I am "that girl" your mother warned you about...
(Score: 0) by Anonymous Coward on Saturday June 13 2020, @09:59PM (3 children)
That's damn impressive - no sarcasm. I've got four kids under age 18, a wife with some chronic (but thankfully not life-threatening) health issues that leave me doing most of the housework, cooking, and grocery shopping, and a day job that's medium stress. It's possible - but knowing myself, not that likely - I could match your willpower and discipline if I was single, or maybe in a relationship with someone in good health and with no children or with adult children. As it is, no chance. And I wouldn't be surprised if you've also got a relationship or kids or family members to care for or a harder job than mine or other health issues of your own or all five of those things together. In other words, I'm not trying to assert that you must have stayed thin because your life is easier. I'm just saying that I personally would need a much easier life to manage it.
My father, my mother-in-law, and my father-in-law all slimmed down substantially once they retired and have kept the weight off for years. I think I might be able to do the same if I manage to survive the intervening 25 years and if I had enough savings to actually retire. That's not guaranteed.

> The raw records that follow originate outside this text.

PR #826, opened 2018-07-29
add simple file

au-gold:
This is submittal for print grid problem.

### DIFF
--- a/students/Mintae_K/lesson02/lesson02_fizz.py
+++ b/students/Mintae_K/lesson02/lesson02_fizz.py
@@ -1,0 +1,14 @@
+def fizz_buzz():
+    for i in range(100):
+        check3=(i+1) % 3
+        check5=(i+1) % 5
+        if check3 == 0 and not (check5 == 0):
+            #print(check3)
+            print("fizz")
+        elif check5 == 0 and not (check3 == 0):
+            print("buzz")
+        elif check5 == 0 and (check3 == 0):
+            print("fizzbuzz")
+        else:
+            print(i+1)
+            i=i+1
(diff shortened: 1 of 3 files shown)


students/Mintae_K/lesson02/lesson02_fizz.py
```diff
@@ -0,0 +1,14 @@
+def fizz_buzz():
+    for i in range(100):
```
natasha-aleksandrova: your range should be `range(1, 101)` to start at 1 and include a 100 number

students/Mintae_K/lesson02/lesson02_fizz.py
```diff
@@ -0,0 +1,14 @@
...
+        check3=(i+1) % 3
+        check5=(i+1) % 5
+        if check3 == 0 and not (check5 == 0):
+            #print(check3)
+            print("fizz")
+        elif check5 == 0 and not (check3 == 0):
+            print("buzz")
+        elif check5 == 0 and (check3 == 0):
+            print("fizzbuzz")
```
natasha-aleksandrova: this would flow better if you started from here:
```
if check5 == 0 and check3 == 0:
    print('fizzbuzz')
elif check3 == 0:
    print('fizz')
elif check5 == 0:
    print('buzz')
else:
    print(n)
```
this way your follow if checks are simpler

students/Mintae_K/lesson02/series.py
```diff
@@ -0,0 +1,35 @@
...
+            x = x + [x[i-2] + x[i-1]]
+    print (x)
+    print(x[i])
+    return x[i]
+
+#test to see 10th number in lucas series is equal to 77
+assert lucas(10) == 76
+
+#test to see 10th number in fib series is equal to 77
+assert fibonacci(10) == 34
```
natasha-aleksandrova: it's actually `fibonacci(9) == 34` as per instructions `n` starts with zero index.

PR #1114, opened 2018-11-03
lesson 2, fizz buzz ready for grading

geekwriter2:


students/MichaelM/lesson2/Lesson2_Ex2_FizzBuzz.py
```diff
@@ -0,0 +1,30 @@
...
+# run Lesson2_Ex2_FizzBuzz.py
+# git status
+# git add Lesson2_Ex2_FizzBuzz.py
+# git commit
+# git push
+# goto https://github.com/geekwriter2/Self_Paced-Online/tree/master/students
+# click Pull request > new pull request
+# import name_main
+# run Lesson2_Ex1.py
+# from Natasha: python uses snake_case convention for var names (and functions)> horizontal_line
```
natasha-aleksandrova: nice notes 🙂

students/MichaelM/lesson2/Lesson2_Ex2_FizzBuzz.py
```diff
@@ -0,0 +1,30 @@
...
+
+def buzzles_and_fizzles(top_pot):
+        for i in range(top_pot):
```
natasha-aleksandrova: another thing to keep in mind is indentation, in python it's pretty important and convention is to use 4 spaces (not tabs).

if you use an editor like sublime, you can configure or Pycharm IDE does it out of the box.

students/MichaelM/lesson2/Lesson2_Ex2_FizzBuzz.py
```diff
@@ -0,0 +1,30 @@
...
+            if (i%3) == 0:
+                print("Fizz")
+            elif (i%5) == 0:
+                print("Buzz")
+            elif (i%5) == 0 & (i%3) == 0:
```
natasha-aleksandrova: the convention is to use `and` or `or` statements.

`&` is a bitwise operator and will always evaluate both sides, where `and` will not evaluate `i % 3` if `i % 5` is False.

students/MichaelM/lesson2/Lesson2_Ex2_FizzBuzz.py
```diff
@@ -0,0 +1,30 @@
...
+# git push
+# goto https://github.com/geekwriter2/Self_Paced-Online/tree/master/students
+# click Pull request > new pull request
+# import name_main
+# run Lesson2_Ex1.py
+# from Natasha: python uses snake_case convention for var names (and functions)> horizontal_line
+
+def buzzles_and_fizzles(top_pot):
+        for i in range(top_pot):
+            if (i%3) == 0:
```
natasha-aleksandrova: if i == 15, then this line will evaluate to True and will print "Fizz"; however the requirement is to print FizzBuzz if it divisible by both 3 and 5.

You need to move up your check on line 20 to be the first thing you check for.

PR #1115, opened 2018-11-03
Lesson 2 Assignments

Percolator787:
Submitting lesson 2 assignments.  This includes the following files (all of lesson 2):

- fizz_buzz.py
- grid_print.py
- series.py

Also included in this pull is the README.pst file.  I thought I had done the pull correctly for this before but it seems like I didn't do it correctly.  I am new to git and apparently did something wrong on my initial attempt.  The git video lesson in lesson 2 helped me understand how to do the commits and pulls.

### DIFF
--- a/students/Dennis_Coffey/lesson02/fizz_buzz.py
+++ b/students/Dennis_Coffey/lesson02/fizz_buzz.py
@@ -4,7 +4,7 @@ Created on Wed Oct 31 21:28:33 2018
 
 @author: dennis
 """
-
+"""FizzBuzz assignment for Lesson 2"""
 for i in range(100):
     if i % 5 + i % 3 == 0:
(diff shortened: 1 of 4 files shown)


students/Dennis_Coffey/lesson02/fizz_buzz.py
```diff
@@ -0,0 +1,16 @@
+# -*- coding: utf-8 -*-
+"""
+Created on Wed Oct 31 21:28:33 2018
+
+@author: dennis
+"""
+"""FizzBuzz assignment for Lesson 2"""
+for i in range(100):
```
natasha-aleksandrova: note that `range` does not include 100, you will want to do `range(1, 101)`

PR #1125, opened 2018-11-05
Lesson03 assignments

njschafi:
Finished the following assignments for lesson03:

- slicing.py
- series.py
- strformat.py


njschafi:
Please disregard series.py assignment. I accidentally put that into the lesson03 folder. Thanks!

I'm 6', 275, I drink about 80 calories per day in the form of almond milk in my coffee (I'm allergic to dairy), and I eat a good amount of fruits, veggies, and lean meats. But I have a big appetite, and each of the five times I took off 20+ pounds since age 11 I just got successively hungrier each day until I ate enough to gain it back. I have a pretty good exercise routine, but it's not enough to offset my calorie intake.
(Score: 0) by Anonymous Coward on Sunday June 14 2020, @05:15AM (2 children)
The hunger is a good reason to start off any diet change with a 1-2 day fast to "reset". Just reducing the amount of food without a fast will drain your willpower much more, as your body is expecting what it normally gets.
(Score: 0) by Anonymous Coward on Sunday June 14 2020, @10:09PM (1 child)
Thanks for that, but again - I've done it many times before. The hunger adjusts downward the third or fourth day into calorie restriction, and everything is fine for a few months. The pounds melt off, it's not even that hard. Then somewhere in the 20-25 pound loss mark, the hunger starts creeping back and keeps incrementing upwards day after day until my willpower runs out.
(Score: 0) by Anonymous Coward on Monday June 15 2020, @01:38AM
Get more fats in your diet. Cut carbs and sugars to keep the calories down. The hunger you feel when you are not getting enough fat is akin to the thirst a vampire feels. It will just keep building until you eat enough fat. Doctors' recommendations to "cut fat" and "lo-fat" foods are responsible for a large part of the obesity epidemic.
Similarly with the bullshit about salt. 10% of people need to watch their salt intake. Everybody else just pisses out the excess. Trouble is that 10% have such a bad reaction that statistically salt looks really bad.
"Too much salt and 10% of people get really high blood pressure! Strokes!! Heart attacks!! Everybody should cut their salt intake"
In reality, 100% of 10% will get really high blood pressure. 90% are fine.